Every Mushroom Death Sex Bummer Party track is an unrelenting and ferocious psilocybin-infused garage rock clinic. Wine Lips bring an infectious energy to the album with their fuzzy power chords, distorted guitars, and lead singer Cam Hilborn's high-pitched screaming vocals hardly breaking through the sonic wall of drums.

One of the highlights, "Choke," starts with a looping guitar riff and slowly builds to become a blitzed-out power-pop earworm, complete with a guitar solo so sketched-out that it would probably make John Dwyer jealous. "Choke," much like the rest of Mushroom Death Sex Bummer Party, follows one creative impulse to the next, hardly allowing for any form of reprieve.

Since many of the songs on Mushroom Death Sex Bummer Party are quite literally about taking a shit-ton of drugs (see "Tension"), Wine Lips do their best to underscore some of the possible adverse effects of overconsumption. On "Suffer The Joy," Hilborn, in an attempt to salvage a bad trip, hollers, "I don't know what you've been thinking / Help me out 'cause you've been sinking / I'm so sick I'm on the brink..." This leads up to Hilborn lending one piece of sage advice: "I can't help you unless you learn to love yourself."

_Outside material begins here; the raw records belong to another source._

PR #7507, opened 2025-05-13
docs: Bump t-rex to stable with Docusaurus 3.7

patrycjakalinska:
## Summary

- [ ] Prepare docs
- [ ] Bump `@swmansion/t-rex-ui` to `1.0.0`
- [ ] Change MDXComponents to swizzled one from `@swmansion/t-rex-ui`

### DIFF
--- a/packages/docs-reanimated/docusaurus.config.js
+++ b/packages/docs-reanimated/docusaurus.config.js
@@ -189,17 +189,17 @@ const config = {
               new webpack.DefinePlugin({
                 ...processMock,
                 __DEV__: 'false',
-                setImmediate: () => {},
               }),
             ],
             module: {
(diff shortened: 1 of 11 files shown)


kacperkapusciak (approved):
Tested on both dev and production build, it looks like it working perfectly fine 🎉

I believe with Docusaurus 3 we can now use Yarn 4 - the same we use for other parts of the monorepo. Could you double check that before merging please?

patrycjakalinska:
After upgrading to Yarn 4 there are some errors that might possibly be fixed but not straight away. We can do it sometime in another PR?

tjzel:
Let's bump Yarn in a separate PR 👍

PR #7511, opened 2025-05-14
Migrate `WorkletsModule` and `ReanimatedModule` to `TurboModuleWithJSIBindings`

tomekzaw:
## Summary

Work in progress.


packages/react-native-reanimated/android/src/main/java/com/swmansion/reanimated/NativeProxy.java
```diff
@@ -84,27 +83,20 @@ public class NativeProxy {
...
 
-    CallInvokerHolderImpl callInvokerHolder = JSCallInvokerResolver.getJSCallInvokerHolder(context);
-    mHybridData =
-        initHybrid(
-            workletsModule,
-            Objects.requireNonNull(context.getJavaScriptContextHolder()).get(),
-            callInvokerHolder,
-            fabricUIManager);
+    mHybridData = initHybrid(workletsModule, fabricUIManager);
+    checkCppVersion();
```
tjzel, line 87:
```suggestion
if(BuildConfig.Debug){
    checkCppVersion();
    }
```

packages/react-native-reanimated/src/ReanimatedModule/NativeReanimated.ts
```diff
@@ -65,17 +65,10 @@ class NativeReanimatedModule implements IReanimatedModule {
...
-        // We install a DummyReanimatedModuleProxy instead.
-        this.#reanimatedModuleProxy = new DummyReanimatedModuleProxy();
-        return;
-      }
-    }
-    if (global.__reanimatedModuleProxy === undefined) {
+    if (
+      ReanimatedTurboModule === null ||
+      global.__reanimatedModuleProxy === undefined
+    ) {
```
tjzel, line 71: Without returning `false` here we might throw this error when there's a double-reload problem here - although `TurboModuleWithJSIBinding` should supposedly fix that problem. Try reloading quickly a couple of times and see if this error is thrown.

packages/react-native-worklets/android/src/main/cpp/worklets/android/WorkletsModule.cpp
```diff
@@ -13,43 +13,19 @@ using namespace react;
 
 WorkletsModule::WorkletsModule(
     jni::alias_ref<jhybridobject> jThis,
-    jsi::Runtime *rnRuntime,
     jni::alias_ref<JavaMessageQueueThread::javaobject> messageQueueThread,
-    const std::shared_ptr<facebook::react::CallInvoker> &jsCallInvoker,
-    const std::shared_ptr<worklets::JSScheduler> &jsScheduler,
-    const std::shared_ptr<UIScheduler> &uiScheduler)
+    jni::alias_ref<worklets::AndroidUIScheduler::javaobject> androidUIScheduler)
```
tjzel, line 17: Similar comment here, I think passing just the `uiScheduler` is fine here.

packages/react-native-worklets/android/src/main/cpp/worklets/android/WorkletsModule.cpp
```diff
@@ -68,14 +44,33 @@ WorkletsModule::getForwardedRequestAnimationFrame() {
...
+jni::local_ref<BindingsInstallerHolder::javaobject>
+WorkletsModule::getBindingsInstaller() {
+  return jni::make_local(BindingsInstallerHolder::newObjectCxxArgs(
+      [&](jsi::Runtime &rnRuntime,
+          const std::shared_ptr<CallInvoker> &jsCallInvoker) {
+        workletsModuleProxy_ = std::make_shared<WorkletsModuleProxy>(
+            rnRuntime,
+            messageQueueThread_,
+            jsCallInvoker,
+            uiScheduler_,
```
tjzel, line 70: I understand that now we keep `messageQueueThread_` and `uiScheduler_` here because the initialization is "deferred". How about

```suggestion
            rnRuntime,
            std::move(messageQueueThread_),
            jsCallInvoker,
            std::move(uiScheduler_),
```

since we don't need these pointers here after `WorkletsModuleProxy` is created.

packages/react-native-worklets/android/src/paper/com/swmansion/worklets/NativeWorkletsModuleSpec.java
tjzel, line 1: Isn't this needed on Paper regardless?

packages/react-native-worklets/android/src/main/java/com/swmansion/worklets/JSCallInvokerResolver.java
tjzel, line 1: Are you sure we don't need that anymore? (including Paper)

packages/react-native-worklets/android/src/main/java/com/swmansion/worklets/WorkletsModule.java
```diff
@@ -45,31 +45,21 @@ protected HybridData getHybridData() {
 
   @OptIn(markerClass = FrameworkAPI.class)
   private native HybridData initHybrid(
-      long jsContext,
-      MessageQueueThread messageQueueThread,
-      CallInvokerHolderImpl jsCallInvokerHolder,
-      AndroidUIScheduler androidUIScheduler);
+      MessageQueueThread messageQueueThread, AndroidUIScheduler androidUIScheduler);
 
+  @OptIn(markerClass = FrameworkAPI.class)
```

This isn't to say that the album feels like a 'Choose Life' PSA. Mushroom Death Sex Bummer Party's eccentric instrumentation takes the listener to a space where experimentation with drugs (and music) is not only encouraged, but exalted. However, on an album with such manic energy and fantastical songwriting, overinterpretation probably isn't worth your time.

Any fan of psych music worth their weight in delay pedals will not be hearing anything groundbreaking or wholly unique. But truthfully, that doesn't even matter, because the pace at which Wine Lips tear through each track is jaw-dropping. As your heart rate skyrockets from the lightning-fast guitar riffs and pounding drums, you can only think that Mushroom Death Sex Bummer Party is fun as hell. It's audacious, shameless, and most of all, great to listen to.

Like that Pulp Fiction scene, when it's all said and done, you can say, "That was fucking trippy."